-- THE TASK --
Copy the listing below line for line, starting at its first line and ending with the line that has "-1,0 +1,18 @@" in it. Add nothing.

-- RAW DATA --

───

PR #647, opened 2019-12-05
Add span.context.destination to relevant spans

### LINKED ISSUE #613: Add `destination` ECS fields to spans
See ~https://github.com/elastic/apm/issues/115~ https://github.com/elastic/apm/issues/180

mikker:
This PR adds information to a new field for all _outgoing_ spans, eg. HTTP, databases.

> For the service maps feature, we need to report the logical destination of a span in order to discover the unique connections between services without processing every single span. We also need to have a field that will eventually help detect if two non-instrumented services are the same. Sameness detection will not be perfect in this iteration, but it will be good enough for the first version.

Closes elastic/apm-agent-ruby#613

### DIFF
--- a/lib/elastic_apm/span/context/destination.rb
+++ b/lib/elastic_apm/span/context/destination.rb
@@ -1,0 +1,18 @@
+# frozen_string_literal: true
+
+module ElasticAPM
+  class Span
+    class Context
+      # @api private
+      class Destination
+        def initialize(name: nil, resource: nil, type: nil)
+          @name = name
+          @resource = resource
+          @type = type
+        end
+
+        attr_reader :name, :resource, :type
+      end
+    end
+  end
+end
--- a/lib/elastic_apm/span/context/destination.rb
+++ b/lib/elastic_apm/span/context/destination.rb
@@ -12,6 +12,14 @@ module ElasticAPM
         end
 
         attr_reader :name, :resource, :type
+
+        def self.from_uri(uri)
+          new(
+            name: Util.sanitize_url(uri),
+            resource: "#{uri.host}:#{uri.port}",
+            type: 'external'
+          )
+        end
       end
     end
   end
--- a/lib/elastic_apm/span/context/destination.rb
+++ b/lib/elastic_apm/span/context/destination.rb
@@ -13,7 +13,9 @@ module ElasticAPM
 
         attr_reader :name, :resource, :type
 
-        def self.from_uri(uri, type: 'external')
+        def self.from_uri(uri_or_str, type: 'external')
+          uri = normalize(uri_or_str)
+
           new(
             name: only_scheme_and_host(uri),
             resource: "#{uri.host}:#{uri.port}",
@@ -22,10 +24,19 @@ module ElasticAPM
         end
 
         def self.only_scheme_and_host(uri_or_str)
-          uri = uri_or_str.is_a?(URI) ? uri_or_str.dup : URI(uri_or_str)
+          uri = normalize(uri_or_str)
           uri.path = ''
           uri.password = uri.query = uri.fragment = nil
           uri.to_s
+        end
+
+        class << self
+          private
+
+          def normalize(uri_or_str)
+            return uri_or_str.dup if uri_or_str.is_a?(URI)
+            URI(uri_or_str)
+          end
         end
       end
     end
--- a/lib/elastic_apm/span/context/destination.rb
+++ b/lib/elastic_apm/span/context/destination.rb
@@ -13,12 +13,19 @@ module ElasticAPM
 
         attr_reader :name, :resource, :type
 
-        def self.from_uri(uri)
+        def self.from_uri(uri, type: 'external')
           new(
-            name: Util.sanitize_url(uri),
+            name: only_scheme_and_host(uri),
             resource: "#{uri.host}:#{uri.port}",
-            type: 'external'
+            type: type
           )
+        end
+
+        def self.only_scheme_and_host(uri_or_str)
+          uri = uri_or_str.is_a?(URI) ? uri_or_str.dup : URI(uri_or_str)
+          uri.path = ''
+          uri.password = uri.query = uri.fragment = nil
+          uri.to_s
         end
       end
     end
--- a/lib/elastic_apm/spies/http.rb
+++ b/lib/elastic_apm/spies/http.rb
@@ -19,17 +19,31 @@ module ElasticAPM
             method = req.verb.to_s.upcase
             host = req.uri.host
 
+            destination =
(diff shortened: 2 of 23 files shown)


lib/elastic_apm/spies/net_http.rb
```diff
@@ -36,30 +38,49 @@ def request(req, body = nil, &block)
...
 
-            host ||= address
+            cls = use_ssl? ? URI::HTTPS : URI::HTTP
+            uri = cls.build([nil, host, port, path, query, nil])
 
-            name = "#{method} #{host}"
+            context =
+              ElasticAPM::Span::Context.new(
+                http: { url: uri, method: method },
+                destination: {
```
axw: should this be using `ElasticAPM::Span::Context::Destination.from_uri`?

spec/elastic_apm/span/context/destination_spec.rb
```diff
@@ -0,0 +1,29 @@
+# frozen_string_literal: true
+
+module ElasticAPM
+  class Span
+    class Context
+      RSpec.describe Destination do
+        describe '.from_uri' do
+          let(:uri) { URI('http://example.com') }
```
axw: perhaps add a path/query to the URI, to show that they don't end up in the destination context

spec/elastic_apm/spies/net_http_spec.rb
```diff
@@ -86,5 +106,44 @@ module ElasticAPM
...
+          ElasticAPM.with_transaction 'Net::HTTP test' do
+            Net::HTTP.start('example.com', 1234) do |http|
+              http.get '/some/path?a=1'
+            end
+          end
+        end
+
+        span, = @intercepted.spans
+
+        expect(span.context.destination.name).to eq 'http://example.com:1234/some/path?a=1'
```
axw: this should just be `http://example.com:1234`

spec/elastic_apm/span/context/destination_spec.rb
```diff
@@ -0,0 +1,29 @@
...
+
+          its(:name) { is_expected.to eq 'http://example.com' }
+          its(:resource) { is_expected.to eq 'example.com:80' }
+          its(:type) { is_expected.to eq 'external' }
+
+          context 'https' do
+            let(:uri) { URI('https://example.com') }
+            its(:resource) { is_expected.to eq 'example.com:443' }
+          end
+
```
axw: I think it would be good to have another test here with the default port explicitly specified, asserting that it is removed from `destination.service.name`.

lib/elastic_apm/spies/net_http.rb
```diff
@@ -36,30 +38,49 @@ def request(req, body = nil, &block)
...
               return request_without_apm(req, body, &block)
             end
+
             if ElasticAPM::Spies::NetHTTPSpy.disabled?
               return request_without_apm(req, body, &block)
             end
 
-            host, = req['host']&.split(':')
-            method = req.method
+            host = req['host']&.split(':')&.first || address
```
axw: Apologies for my Ruby ignorance: what's the content of `req['host']` when IPv6 is used? Where's this `address` variable come from?

That splitting looks suspiciously like it won't work for IPv6, but I see you have a test for net_http and IPv6. Does it cover all branches?

mikker:
> I think I remember you mentioning somewhere: we aren't using the `destination.address` and `destination.post` field names because it'd be a breaking change, correct?

I don't remember saying anything about breaking changes with regards to this. As far as I understand, adding things is never (very rarely?) _breaking_?

> Would you mind adding the strategy to the description so it's clear what the PR is doing?

Updated the description with a quote from the canonical, cross-agent issue.

> Additionally, why don't we get the host info in the `ActiveRecord` and `Sequel` spies? I know that for `ActiveRecord` at least you have that info in the `payload[:connection]`.

You're thinking for the _old_ `address` field?

> And why is there no change for the `Mongo` spy?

───

-- EXPECTED ANSWER --
PR #647, opened 2019-12-05
Add span.context.destination to relevant spans

### LINKED ISSUE #613: Add `destination` ECS fields to spans
See ~https://github.com/elastic/apm/issues/115~ https://github.com/elastic/apm/issues/180

mikker:
This PR adds information to a new field for all _outgoing_ spans, eg. HTTP, databases.

> For the service maps feature, we need to report the logical destination of a span in order to discover the unique connections between services without processing every single span. We also need to have a field that will eventually help detect if two non-instrumented services are the same. Sameness detection will not be perfect in this iteration, but it will be good enough for the first version.

Closes elastic/apm-agent-ruby#613

### DIFF
--- a/lib/elastic_apm/span/context/destination.rb
+++ b/lib/elastic_apm/span/context/destination.rb
@@ -1,0 +1,18 @@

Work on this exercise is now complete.